Identifying problems worth solving is fundamentally phenomenological work: it requires immersion in experience, attention to context, and an appreciation of how problems manifest in the real world.
LLMs, on the other hand, engage in remarkable Lockean reflection (with a bit of Cartesian structure). They excel at induction, inference, reasoning, and prediction from data but operate far from lived experience and embodied understanding.
These Lockean workers’ window into the world, and even their interpretation of it, occurs through our words, our experiences, and the tools we have built to make sense of our reality in a meaningful way (e.g., through the photos we take, the art we make, etc.).
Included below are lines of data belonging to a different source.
PR #843, opened 2026-09-02
Refresh PR Review baseline and model leaderboard

dayland:
Refreshes the published code-review benchmark boundary agreed by the team.\n\n## Dependency chain\n- BCQuality main: 182180913e6c90b62e6c2a65f13371e53c7adb5e\n- BC-ALAgents main: ^[9d9249eaa25be88388b60106b4cbf8cd7aa8a7d (microsoft/BC-ALAgents#60)\n- GitHub Copilot CLI: 1.0.82, the latest stable release with Gemini 3.7 support\n\n## Model curation\n- Replace Gemini 3.6 Flash with Gemini 3.7 Flash\n- Keep the existing provider set; Grok is intentionally excluded\n- Exclude superseded models, internal-only Sol Fast, and redundant lightweight tiers\n\n## Benchmark boundary\n- Bump BC-Bench from 0.9.0 to 0.10.0 because harness and model changes affect comparability\n- Synchronize model choices across typed CLI options and evaluation workflows\n\nFocused tests and all pre-commit checks pass. The refreshed baseline and performance leaderboards include three GPT-5.6 Luna runs and three Gemini 3.7 Flash runs from the immutable benchmark commit.

PR #849, opened 2026-09-03
Allow evaluating an engine branch and only modified entries

gggdttt:
## Why

Today `pr-review-evaluation.yml` can only score the engine commit hard-coded in
`install-agent-harnesses`, over the whole `codereview.jsonl` dataset.

That makes it impossible to answer the question the self-improvement loop keeps
asking: *does this not-yet-merged BCQuality article actually suppress the false
positive we wrote a gold answer for?* The article only takes effect once
`bcquality.config.yaml` points at it, and that file lives in BC-ALAgents - so
you need to evaluate an engine **branch**, not the pinned baseline.

BC-Bench deliberately isolates BCQuality (`_environment_without_bcquality_overrides`
in `agent/pr_review/agent.py` strips every `BCQUALITY_*` variable, and
`Prepare-BCQualityRoot.ps1` reads the ref only from the engine's own config).
That isolation is correct and is left untouched here. Instead this PR makes the
*engine* selectable, so the normal engine -> BCQuality chain does the rest:

1. open the BCQuality PR with the new article,
2. push a BC-ALAgents branch whose `bcquality.config.yaml` `ref` points at that PR head,
3. run this workflow with `engine-ref` set to that branch.

## What

Two optional `workflow_dispatch` inputs, both defaulting to today's behaviour:

- **`engine-ref`** - BC-ALAgents ref to evaluate. Blank keeps the pinned
  baseline commit. Plumbed through a new `bc-alagents-ref` input on the
  `install-agent-harnesses` composite action, which falls back to the same
  pinned SHA when the value is empty (a composite action's `default` does not
  apply to an explicitly-passed empty string, hence the `||` fallback).
  It is also forwarded through `requeue-evaluation` so repeated runs stay on the
  same engine.

- **`modified-only`** - forwarded to `get-entries.yml`, which already supports
  it but was never given the value. Scores only the dataset entries changed
  versus `origin/main`, which is what you want when validating a handful of new
  gold answers instead of burning credits on all 251.

Because a `modified-only` run is a biased subset, it is excluded from anything
that would treat it as a baseline: `skip-leaderboard` is set, `requeue` is
skipped, and it gets its own concurrency group so it does not queue behind a
full run.

## Validation

- `uv run ruff format` / `ruff check` clean
- `uv run pytest -q` - 871 passed, 2 skipped
- `test_review_workflows.py` updated: the harness test now asserts the baseline
  SHA is still pinned *and* that the override input exists.
- YAML of both changed files parses.

No behaviour change when both inputs are left blank, which is every scheduled
and requeued run today.

### DIFF
--- a/.github/workflows/pr-review-evaluation.yml
+++ b/.github/workflows/pr-review-evaluation.yml
@@ -41,9 +41,19 @@ on:
         required: false
         default: ""
         type: string
+      engine-ref:
+        description: "BC-ALAgents ref to evaluate (branch, tag, or SHA). Leave blank to use the pinned baseline engine."
+        required: false
+        default: ""
+        type: string
+      modified-only:
+        description: "Only evaluate dataset entries changed versus origin/main"
+        required: false
+        default: false
+        type: boolean
 
 concurrency:
-  group: pr-review-evaluation-${{ inputs.test-run && 'test' || 'full' }}
+  group: pr-review-evaluation-${{ inputs.test-run && 'test' || inputs.modified-only && 'modified' || 'full' }}
   cancel-in-progress: false
 
 env:
@@ -62,6 +72,7 @@ jobs:
   get-entries:
     uses: $/.github/workflows/get-entries.yml
     with:
+      modified-only: ${{ inputs.modified-only }}
       test-run: ${{ inputs.test-run }}
       category: code-review
 
@@ -111,6 +122,8 @@ jobs:
       - name: Install evaluation CLIs
         id: install-harnesses
         uses: $/.github/actions/install-agent-harnesses
+        with:
+          bc-alagents-ref: ${{ inputs.engine-ref }}
 
       - name: Run BC PR Review for entry ${{ matrix.entry }}
         timeout-minutes: 120
@@ -148,11 +161,12 @@ jobs:
       mock: ${{ inputs.test-run }}
       category: code-review
       git-ref: ${{ inputs.git-ref || github.ref_name }}
+      skip-leaderboard: ${{ inputs.modified-only }}
     secrets: inherit
 
   requeue:
     needs: [summarize-results, pin-commit]
-    if: ${{ !cancelled() && !failure() && !inputs.test-run }}
+    if: ${{ !cancelled() && !failure() && !inputs.test-run && !inputs.modified-only }}
     uses: $/.github/workflows/requeue-evaluation.yml
     permissions:
       contents: write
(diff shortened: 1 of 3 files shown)


.github/workflows/pr-review-evaluation.yml
```diff
@@ -41,9 +41,19 @@ on:
         required: false
         default: ""
         type: string
+      engine-ref:
+        description: "BC-ALAgents ref to evaluate (branch, tag, or SHA). Leave blank to use the pinned baseline engine."
```
haoranpb: [nit] shorter is easier to run on GitHub Action's UI
```suggestion
        description: "BC-ALAgents ref to evaluate. Leave blank to use the pinned baseline engine."
```

.github/workflows/pr-review-evaluation.yml
```diff
@@ -41,9 +41,19 @@ on:
...
+        required: false
+        default: ""
+        type: string
+      modified-only:
+        description: "Only evaluate dataset entries changed versus origin/main"
```
haoranpb: [nit] same description as dataset validation workflow?
```suggestion
        description: "Only verify modified entries"
```

.github/workflows/pr-review-evaluation.yml
```diff
@@ -148,11 +161,12 @@ jobs:
       mock: ${{ inputs.test-run }}
```
haoranpb: do we want the result in kusto? if not, maybe mock is enough

gggdttt:
Closing this in favour of the repository's established practice.

The BC-ALAgents revision under evaluation is pinned in `.github/actions/install-agent-harnesses/action.yml`, and changing it is done by editing that pin in a pull request — see #843 (*Refresh PR Review baseline and model leaderboard*), and #789, which added a dedicated skill for the harness version bump. Evaluating an unmerged BCQuality change is therefore already possible without a runtime override: point an engine branch's `bcquality.config.yaml` at it and move the pin, or run the evaluation locally.

This pull request instead made the pin overridable at dispatch time (`ref: ${{ inputs.bc-alagents-ref || '<sha>' }}`). That works against #851, which is currently exporting `bc-alagents-commit`, `bcquality-repository`, `bcquality-commit` and `bcquality-version` as harness outputs so every evaluation result carries the exact identity of what produced it. A runtime override lets the recorded pin and the engine that actually ran diverge, and this pull request only propagated an `engine-ref` string rather than the full identity set. The two changes also touch the same three files, so they conflict textually as well as in design.

`modified-only` is the one independently useful piece here, and its consumer was microsoft/BC-ALAgentsInternal#25, which is being closed alongside this. If it is wanted for manual evaluation runs it can be reproposed on its own after #851 merges, without touching the pin.

.github/workflows/pr-review-evaluation.yml
```diff
@@ -41,9 +41,19 @@ on:
         required: false
         default: ""
         type: string
+      engine-ref:
```
haoranpb: While this input option simplifies how we experiment with a new vesrion (SHA) of engine, it breaks a assumption we made in BC-Bench:

We assume the runs from `main` branch is the baseline. We can't distinguish the results in Kusto between engine SHA#1 and engine SHA#2, because they use the same ref and version of BC-Bench.

.github/workflows/pr-review-evaluation.yml
```diff
@@ -41,9 +41,19 @@ on:
...
+        description: "BC-ALAgents ref to evaluate (branch, tag, or SHA). Leave blank to use the pinned baseline engine."
+        required: false
+        default: ""
+        type: string
+      modified-only:
```
haoranpb: `pin-commit` should also be skipped when modify only is true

And to get a little Sartre in here: we create our purpose.
Ben Folds vs. AI Revisited
With these ideas in mind, it is worth revisiting the example of Ben Folds and the AI-generated song.
We see a perfect illustration of phenomenological work when we watch Ben Folds compose a song live in just 10 minutes. Folds didn’t sit down and analytically break the task into discrete logical steps. He engaged directly with the orchestra and the audience, adjusting in real-time and making intuitive leaps that couldn’t have been pre-planned. His expertise wasn’t just in his head—it was in his hands, his ears, and his deep experience interacting with the material and people and of music itself. His purpose and the problem he was solving were also different. It wasn’t about composing a song. It was about creating an unforgettable experience for everyone in that room.
While the AI's output was interesting and impressive in its own right, it felt different. It was Lockean work. The algorithm took the prompt I provided, broke the task down into known components, applied data-driven reasoning and rational processes to solve each step, and optimized the performance based on what it was trained to think sounded good to us.
I know what kind of work excites me. But a Lockean sidekick wouldn’t hurt.
It’s not.
As my colleague Ashish Arora says: Should adults care about this problem?
If you’ve ever been to a faculty meeting. It’s impossible to get a bunch of Ph.D.s to agree on what problems are worth solving.
As a side note, this is a problem that we encounter in standardized tests for our children. They don’t pick up many meaningful things that reflect our diversity and ways of interacting with the world.